1 1/8 oz shot shells. 
Inflatable decoys. 
12 pack corona
Opening day here we come


----------



## pelican (Mar 29, 2012)

What's wrong with Mossberg or duck commander calls?


----------



## dkhntrdstn (Sep 7, 2007)

yea what wrong with them ? I have had a couple mossberg guns and they are great guns. For there calls they are one of the top selling calls.so i would not say they are cheap. yes they do have a cheaper line of calls for people that dont want to break the bank on a call.


----------



## Fowlmouth (Oct 4, 2008)

The only crappy thing I see on that list is Walmart.-O,-


----------



## Nambaster (Nov 15, 2007)

I bought a Mossberg 500A back when they were 199.00 at Wally World that gun has banished pheasants, ducks, grouse, starlings, clays and even 1 sheep into the abyss. I am pleasantly happy with it. My friend made fun of me and bought a Remmington 870 and stuck his nose up at me... Until he discovered that it was Jamming every other round and would not eject spent shells. .. We did some research and discovered that it was made in China...  after 2 shipments back and forth for warranty work he traded it at a pawn shop for and even 100... 

I don't often buy things from Wally World but a shotgun is made to get wet, and to spray shot at small defenseless creatures making a run for it...Your Europeans can pay 12,000.00 for their over unders and side by sides and chase foxes with their 100,000.00 hounds, but when my 199.00 Mossberg kicks the bucket I have no problems losing it in a marsh or trading out the barrel for a slug barrel. 

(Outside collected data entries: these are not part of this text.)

PR #16912, opened 2022-09-20
fix: workspace email website validation

### LINKED ISSUE #8970: [Bug]: Email and website format is not validated on Org settings page

### Current Behavior

User can type in an incorrect email or website address of any format on Org settings page and this is not currently validated by the system. But on refreshing the page this invalid value is not saved (field is empty on page refresh) for email but incorrect website value is saved.

On prod, if there was a valid email format before the invalid email was entered then on refresh the valid format replaces r recent change.

### Steps To Reproduce

1. Go to Org settings from home page
2. Enter an incorrect format for email/website (with spaces for example) and observe the no validation error displayed to a user
3. Refresh page and observe behavior as mentioned above

### Environment

Release

### Version

Cloud

nsarupr:
## Description

Adding Validation on the Workspace's Email and Website on Backend APIs

Fixes #8970

## Type of change

## How Has This Been Tested?

- testValidateIncomingWorkspaceValidEmail
- testValidateIncomingWorkspaceInvalidEmail
- testValidateIncomingWorkspaceValidWebsite
- testValidateIncomingWorkspaceInvalidWebsite

## Checklist:


app/server/appsmith-server/src/main/java/com/appsmith/server/services/ce/WorkspaceServiceCEImpl.java
```diff
@@ -580,6 +586,16 @@ public Mono<Workspace> archiveById(String workspaceId) {
         });
     }
 
+    @Override
+    public void validateIncomingWorkspace(Workspace workspace){
```
AnaghHegde, line 590: Why do we need this to expose this? If it is just used in this service class can we make it private?

app/server/appsmith-server/src/main/java/com/appsmith/server/constants/PatternConstants.java
```diff
@@ -0,0 +1,7 @@
+package com.appsmith.server.constants;
+
+public class PatternConstants {
+    public final static String WEBSITE_PATTERN = "^(http://|https://)?(www.)?(([a-z0-9\\-]+)\\.)+([a-z]+)$";
```
AnaghHegde, line 4: Can we please add a comment here with valid and invalid cases? it would be hard to understand the use case just by looking at the regex.

AnaghHegde (commented):
Minor comments. Rest looks good to me.

app/server/appsmith-server/src/main/java/com/appsmith/server/constants/PatternConstants.java
nsarupr: I have added the test cases for users to look at.
I have covered all the valid and invalid use cases.

app/server/appsmith-server/src/main/java/com/appsmith/server/services/ce/WorkspaceServiceCEImpl.java
AnaghHegde: IMO, we can do that change when required. For now, I would say let's keep it private.

app/server/appsmith-server/src/main/java/com/appsmith/server/constants/PatternConstants.java
AnaghHegde: IMO, Test cases are to ensure that we covered all the cases. But comments are usually added in the actual implementation. Adding test cases would not justify not adding comments.

app/server/appsmith-server/src/main/java/com/appsmith/server/services/ce/WorkspaceServiceCEImpl.java
nsarupr: Although, won't be able to invoke it from the test case then.
In that case, we'll have to test the Update function of the repository directly.

AnaghHegde (dismissed):

AnaghHegde (approved):

AnaghHegde (dismissed):

AnaghHegde (approved):

PR #17535, opened 2022-10-13
fix: Incorrect page count when number of records in page is different from page size

### LINKED ISSUE #17187: [Bug]-[1072]:Page numbers are incorrect when records in a page are different than page size

### Description

When records in a page are different than page size, for example page size is 10 but records in a page are 50 then the no. of pages is still calculated using the page size but not the records on the page. This causes confusion to users.

### Steps To Reproduce

1. Add a table
2. Enable server side pagination
3. Add more records than the page size by setting the limit higher
4. Add total row count
5. Observe the number of pages are not accurate

### Public Sample App

_No response_

### Version

Production

Front logo [Front conversations](https://app.frontapp.com/open/top_52v4c)

souma-ghosh:
## Description

Total page count is incorrect when no. of records in a page is different from the visual page size of a table.

This is happening because we are calculating the total page count based on the page size of the table. The page size is calculated from the number of rows visible in the table without scrolling.

Fixed this by taking page size as the number of records in the current page.

Fixes #17187 

## Type of change

## How Has This Been Tested?

- Manually tested

## Checklist:

### DIFF
--- a/app/client/src/widgets/TableWidgetV2/component/Table.tsx
+++ b/app/client/src/widgets/TableWidgetV2/component/Table.tsx
@@ -136,7 +136,13 @@ export function Table(props: TableProps) {
   );
   const pageCount =
     props.serverSidePaginationEnabled && props.totalRecordsCount
-      ? Math.ceil(props.totalRecordsCount / props.pageSize)
+      ? /*
+      For serverSidePaginationEnabled we are taking props.data.length as the page size.
+      As props.pageSize is being set by the visible number of rows in the table (without scrolling),
+      it will not give the correct count of records in the current page when query limit
+      is set higher/lower than the visible number of rows in the table
+    */
+        Math.ceil(props.totalRecordsCount / props.data.length)
       : Math.ceil(props.data.length / props.pageSize);
   const currentPageIndex = props.pageNo < pageCount ? props.pageNo : 0;
   const {


Rhitottam:
/perf-test ref=rhito/feat/compare-with-lt-standard-deviation-for-regression

laveena-en:
@souma-ghosh The table seems to be crashing on reload. Can you please check? 
image

laveena-en:
Tested and verified.

app/client/src/widgets/TableWidgetV2/component/Table.tsx
```diff
@@ -135,8 +135,16 @@ export function Table(props: TableProps) {
     [columnString],
   );
   const pageCount =
-    props.serverSidePaginationEnabled && props.totalRecordsCount
-      ? Math.ceil(props.totalRecordsCount / props.pageSize)
+    props.serverSidePaginationEnabled &&
+    props.totalRecordsCount &&
+    props?.data?.length
```
sbalaji1192, line 140: No to do optional chaining. data is a required property in the props.

sbalaji1192 (approved):

app/client/src/widgets/TableWidgetV2/component/Table.tsx
```diff
@@ -138,8 +138,16 @@ export function Table(props: TableProps) {
...
   );
   const pageCount =
-    props.serverSidePaginationEnabled && props.totalRecordsCount
-      ? Math.ceil(props.totalRecordsCount / props.pageSize)
+    props.serverSidePaginationEnabled &&
+    props.totalRecordsCount &&
+    props.data.length
+      ? /*
+      For serverSidePaginationEnabled we are taking props.data.length as the page size.
+      As props.pageSize is being set by the visible number of rows in the table (without scrolling),
```
sbalaji1192, line 146: Can you move this comment to the start of the expression?

sbalaji1192 (approved):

I use it like it is a disposable camera and throw it in the back of my SUV. I feel that I already got my moneys worth out of it and every use is now a bonus. Still cycles rounds and works like a charm...


----------



## Mojo1 (Sep 8, 2007)

My first and last Mossberg would go boom, boom, boom every time even when you didn't pull the trigger.:shock: it went in the river and my old gun came out.

Never ever will you see tote one again! I don't care who's pumping them !!


----------



## Nambaster (Nov 15, 2007)

A fully automatic shotgun? LoL

I guess I am glad that I bought a pump action...


----------



## Longgun (Sep 7, 2007)

Corona? _/O


----------



## Mojo1 (Sep 8, 2007)

Nambaster said:


> A fully automatic shotgun? LoL
> 
> I guess I am glad that I bought a pump action...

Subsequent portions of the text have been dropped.